Way back then, at the very beginning , we saw some of the traditional anti-immigration groups, or immigration restriction groups like FAIR, the Federation for American Immigration Reform. We saw officials from groups like that at very small meetings in Arizona, even in Alabama where I am and other states -- many of which were also attended by "unrobed" Klansmen. So we saw at the very beginning of this a kind of scary mixing of more mainstream immigration restrictionists and people who are really in our (SPLC) world: Klansmen, Neo-Nazis and so on. That has continued.

I don't mean to suggest that all anti-immigration groups, or all people involved in the recent Minutemen groups are secret Nazis or unrobed Klansmen, but a lot of the leadership does have those kinds of relationships.

We just put out an investigative report that looks at essentially the main leaders of this movement , 20-25 people. And while you cannot say that all of them are racists, straight up racists or white supremacists, what you can certainly say is that a great many of them are racists or certainly bigots. It's really about Hispanic immigration , brown skin immigration for them as opposed to any other kind.

In addition, a lot of people in this movement are extremely, basically para-militaristic. They're a bit like the militias of the 1990s. They're quite fascinated with guns, they want to go down to the border armed with AK-15s and god knows what else, and some how stop what is depicted as a terrible threat to our society, an invasion and so on.

And the last piece of it is that most people in this movement are subscribers to a kind of fantasy conspiracy theory, the so-called , "El Plan de Aztlan," which is supposed to be a secret plan by the Mexican government in league with American-born Hispanics, that is to say Chicanos. What they're up to is making plans to re-capture, re-conquer the American Southwest and make it a part of Mexico. Of course, there's nothing to support it; I mean, there is no such conspiracy. But it's these things working together. The racism, the guns and the conspiracy theories that really are extremely worrying.

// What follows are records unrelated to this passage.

Issue #11599, opened 2024-09-28
bug: DynanmoStreams don't work with the SDK


toadzky:
### Is there an existing issue for this?

- [X] I have searched the existing issues

### Current Behavior

I can poll the shard for records indefinitely, even if I'm writing to the table, and no records will ever show up. I also tried enabling the kinesis configuration, but saw no results with the kinesis client either.

Based on looking through the code, the main problems seems to be that you don't actually use the built-in streams functionality in dynamodb-local. You intercept the calls and use an internal fake - which never actually spits out records to the sdk.

### Expected Behavior

Records actually show up as documented in the SDK. Ideally, you'd stop intercepting the calls and just use the dynamodb-local because it's more consistent and correct by far.

### How are you starting LocalStack?

Custom (please describe below)

#### How are you starting localstack (e.g., `bin/localstack` command, arguments, or `docker-compose.yml`)

Testcontainers in Junit

#### Client commands (e.g., AWS SDK code snippet, or sequence of "awslocal" commands)

```kotlin
    var iterator: String = streams.getShardIterator { it.streamArn(streamArn).shardId(shardId).shardIteratorType(TRIM_HORIZON) }.shardIterator()

    val response = streams.getRecords { it.shardIterator(currentIterator) }
    iterator = response.nextShardIterator()

    if (response.records().isEmpty()) {
      log.debug { "No records found on stream. table=$table" }
      return
    }
    
    // do something with the records
```

### Environment

```markdown
- OS: macOS
- LocalStack Docker image sha: sha256:8569dadc82ddf0627569775dde517297351691ddbe28e60edd1f515b46f7ef2e
```

PR #11064, opened 2024-06-20
DynamoDB: Upgrade DDBLocal to v2

viren-nadkarni:
## Background

AWS released DDB Local v2 in July 2023.

<https://aws.amazon.com/about-aws/whats-new/2023/07/dynamodb-local-version-2-0/>

LocalStack currently uses DDB Local v1. The EOL for DDB Local v1 which is January 2025.

Among others, DDB Local v2 supports:
- Added support for table deletion protection and the `ReturnValuesOnConditionCheckFailure` parameter
- Support for configurable maximum throughput for on-demand tables, `ReturnValuesOnConditionCheckFailure`, `BatchExecuteStatement`, and `ExecuteTransactionRequest`

## Changes

This PR upgrades DDB Local to v2.

## To do

- [x] Restore certain skipped snapshot attributes (like `/Table/DeletionProtectionEnabled`)
- [x] Test on Mac OS M1 (verified on MacOS 14.6.1; openjdk 21.0.5)

## Related

Supersedes https://github.com/localstack/localstack/pull/9909

Depends on https://github.com/localstack/localstack/pull/11139, https://github.com/localstack/localstack/pull/11462

Closes https://github.com/localstack/localstack/issues/11038

PR #11688, opened 2024-10-15
implement new DDB streams provider using DynamoDB-Local

bentsku:
## Motivation
First commit is based on https://github.com/localstack/localstack/commit/6f294e8bbe8635661ab6e23e73914b99d17ee92b

As reported by some of our users and also in #11599, DynamoDB-local supports DynamoDB Streams out of the box. This PR remove the current logic we had to support the stream functionality (using Kinesis under the hood) and which had to often query DDB-local multiple times for one request to get the old and/or new images. 

This adds a considerable performance boost: we don't need to query ddb, and we reduce our internal usage of kinesis which reduces load on our gateway.

We only need to manipulate the headers + do some payload manipulation to modify the returned region, and update it before forwarding it to ddb local. 

These are quite big, so we are releasing them under a new provider for now behind a feature flag (the usual `PROVIDER_OVERRIDE_DYNAMODBSTREAMS=v2`). Question is, is it DynamoDB v2 or DynamoDBStreams v2? The 2 implementations are tied together, and DynamoDB is shorter, so I'd maybe be inclined to choose that one instead. 

Here's the successful run with the provider flag being forced: https://app.circleci.com/pipelines/github/localstack/localstack/28834/workflows/52d80e8f-6354-4764-b073-4f36f10fc121

## Changes
@dfangl changes:
- update the DynamoDB server to have a singleton method so that it can be shared between DDB and DDBStreams provider
- remove lot of related code to Streams in the DDB Provider
  - the modified provider is a copy-paste of the default one, without all the stream related code, it might be easier to do a diff between those 2 in order to review (`dynamodb/provider.py` <-> `dynamodb/v2/provider.py`)
- update all the code in the DynamoDB Streams provider to forward requests to ddb-local instead of accessing kinesis

@bentsku changes:
- migrated the code to be in 2 different providers and create the providers definitions
- updated the regex and added one in order to catch all possible cases with ddb streams
- update the tests to not have kinesis assumptions
- skip some fields because of ddb-local for ESM
- remove even more code in the DDB provider related to streams

## Limitations

This new implementation does not support `DynamoDB.EnableKinesisStreamingDestination` API action and logic about dispatching event to Kinesis directly yet. 

## TODO

What's left to do:

- [x] remove the commit https://github.com/localstack/localstack/pull/11688/commits/8431fa2771b4833e3e879b9098a91700d05306dd  forcing the usage of the new implementation!


thrau:
hey folks! i helped narrow down the reviewers to @dfangl and @viren-nadkarni :pray:

localstack-core/localstack/config.py
```diff
@@ -1077,6 +1077,15 @@ def populate_edge_configuration(
...
 
+# Whether the DynamoDBStreams native provider is enabled
+DDB_STREAMS_PROVIDER_V2 = os.environ.get("PROVIDER_OVERRIDE_DYNAMODBSTREAMS", "") == "v2"
+if DDB_STREAMS_PROVIDER_V2:
+    # in order to not have conflicts between the 2 implementations, as they are tightly coupled, we need to set DDB
+    # to be v2 as well
+    # TODO: to be decided if we make DDB Streams the "v2" or DDB, but the biggest change is in the streams themselves
+    if not os.environ.get("PROVIDER_OVERRIDE_DYNAMODB"):
+        os.environ["PROVIDER_OVERRIDE_DYNAMODB"] = "v2"
+
```
viren-nadkarni, line 1088: Should there be a reverse dependency? i.e. if DynamoDB v2 is used, should DynamoDBStreams v2 be used too?

localstack-core/localstack/services/dynamodbstreams/v2/provider.py
```diff
@@ -0,0 +1,74 @@
...
+        payload["ShardIterator"] = self.modify_stream_arn_for_ddb_local(
+            payload.get("ShardIterator", "")
+        )
+        return self.forward_request(context, payload)
+
+    @handler("GetShardIterator", expand=False)
+    def get_shard_iterator(
+        self, context: RequestContext, payload: GetShardIteratorInput
+    ) -> GetShardIteratorOutput:
+        payload["StreamArn"] = self.modify_stream_arn_for_ddb_local(payload.get("StreamArn", ""))
```
viren-nadkarni, line 69: Just a note: I'm not sure if modifying the request `payload` directly has side effects on the handler chain? At least for the request `context` we take precautions to restore the original state.

localstack-core/localstack/services/dynamodbstreams/v2/provider.py
```diff
@@ -0,0 +1,74 @@
...
+        """
+        DynamoDBProvider.prepare_request_headers(
+            context.request.headers, account_id=context.account_id, region_name=context.region
+        )
+        return self.server.proxy(context, service_request)
+
+    def modify_stream_arn_for_ddb_local(self, stream_arn: str) -> str:
+        parsed_arn = parse_arn(stream_arn)
+
+        return f"arn:aws:dynamodb:ddblocal:000000000000:{parsed_arn['resource']}"
```
viren-nadkarni, line 47: Any idea how well this plays when non-default account/region is used in the request context?

Would the ARN in the response returned by DDBLocal need to be updated too?

viren-nadkarni (approved):
This is a fantastic change :clap: Kudos!

I'm not sure I like the v1 provider code copied but it makes practical sense. We should deprecate the v1 provider at the earliest and make v2 the default to reduce any maintenance burden.

We also have the upgrade to DDBLocal v2 in the pipeline https://github.com/localstack/localstack/pull/11064. This will be a low-level change and should not cause confusion with regards to the `v2` marker.

localstack-core/localstack/config.py
bentsku: I think we could, yes. I thought it'd be easier to communicate about only one flag and the second one being "implicit" in a way, but may be better safe than sorry

localstack-core/localstack/services/dynamodbstreams/v2/provider.py
bentsku: Right yes, I normally never do that! Good catch!

localstack-core/localstack/services/dynamodbstreams/v2/provider.py
bentsku: No idea no, I'll give it a try quickly to see, thanks for pointing it out!

bentsku: The ARN returned by DDBLocal are being updated by the following service response handler: `localstack.services.dynamodb.utils.modify_ddblocal_arns`.

I've checked and the needed StreamArn is always the `000000000000` account id and `ddblocal` region, works properly with non default account and region 👍 thanks for checking!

BETWEEN THE LINES: What are the connections between the Minutemen , other anti-immigration groups and congressional Republicans that have marshaled through the House of Representatives some pretty draconian legislation that would criminalize the more than 11 million immigrants who are in this country without documents?

MARK POTOK: As far as the relationship of the Minutemen and groups like the Minutemen to some people in power, I think that is a very worrying situation and one worth talking about.

I am thinking in particular of a congressman named Tom Tancredo. Tancredo is a Republican from Colorado and also a man who was viewed I think even within Congress , up until 9/11, as very much an extremist sort of fellow. Listeners may remember that this is the guy who called not so long ago for the bombing of Mecca, among other things.

Tancredo ran a fairl y extremist caucus , called the Congressional Immigration Refor m Caucus, which had about 6 or 7 members until 9/11. Today it's got something more on the order of 80 people.

What's worrying about all this is the following: The way Tom Tancredo talks about illegal immigrants, undocumented workers, is quite amazing and not that different from the way, say some of our Nazi groups talk for instance , about the Jews.

To give you an example of what I'm talking about, Tancredo told an audience recently that illegal aliens , "are coming here to kill me, and kill you and kill our families." That just strikes me as an amazing statement. This is from a U.S. Congressman who is describing literally hundreds of thousands of people, as crossing this border in order to kill us.

It's also obviously I think defaming the 11 million or so people who are here -- the vast majority of whom I think any sensible person understands perfectly well -- are here to make a living.

This is just propaganda. The frightening thing , as I've said, is that a lot of the worst propaganda is coming from people like Tom Tancredo, a U.S. congressman.

BETWEEN THE LINES: What can people do to expose and counter the racist, xenophobic message regarding immigration that's coming from groups like the Minutemen that we've been talking about?

MARK POTOK: I think the best thing for people to do is to join the debate locally. This is a debate that's raging all over the country ; it's quite amazing.

I think that the temperature has changed very significantly in the last few weeks. We have seen in the last few weeks two absolutely massive pro-immigration , or pro-immigrant if you will, demonstrations. That I think was quite unexpected and has also affected the ongoing debate within the Republican party and in Congress in general.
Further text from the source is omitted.